▶ DATA EXTRACTS:
PR #2761, opened 2023-05-24
RubyLexer: basic support for regex literals

xavierpinho:


joern-cli/frontends/rubysrc2cpg/src/main/java/io/joern/rubysrc2cpg/parser/RubyLexerBase.java
```diff
@@ -0,0 +1,98 @@
...
+        Token token = super.nextToken();
+        if (token.getChannel() == Token.DEFAULT_CHANNEL){
+            previousToken = token;
+        }
+        return token;
+    }
+
+    /** To be invoked when encountering `/`, deciding if it should emit a
+     * `REGULAR_EXPRESSION_START` token. */
+    protected boolean couldBeRegexStart(){
```
maltek, line 34: just a nit, but since this method is used to determine whether we are at a regex start or not I would expect the method to be named something like `isStartOfRegex`.

maltek (approved):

▶ ACTIVITY:
Type out the entire listing again, matching every line exactly.

▶ SOLUTION BELOW:
PR #2761, opened 2023-05-24
RubyLexer: basic support for regex literals

xavierpinho:


joern-cli/frontends/rubysrc2cpg/src/main/java/io/joern/rubysrc2cpg/parser/RubyLexerBase.java
```diff
@@ -0,0 +1,98 @@
...
+        Token token = super.nextToken();
+        if (token.getChannel() == Token.DEFAULT_CHANNEL){
+            previousToken = token;
+        }
+        return token;
+    }
+
+    /** To be invoked when encountering `/`, deciding if it should emit a
+     * `REGULAR_EXPRESSION_START` token. */
+    protected boolean couldBeRegexStart(){
```
maltek, line 34: just a nit, but since this method is used to determine whether we are at a regex start or not I would expect the method to be named something like `isStartOfRegex`.

maltek (approved):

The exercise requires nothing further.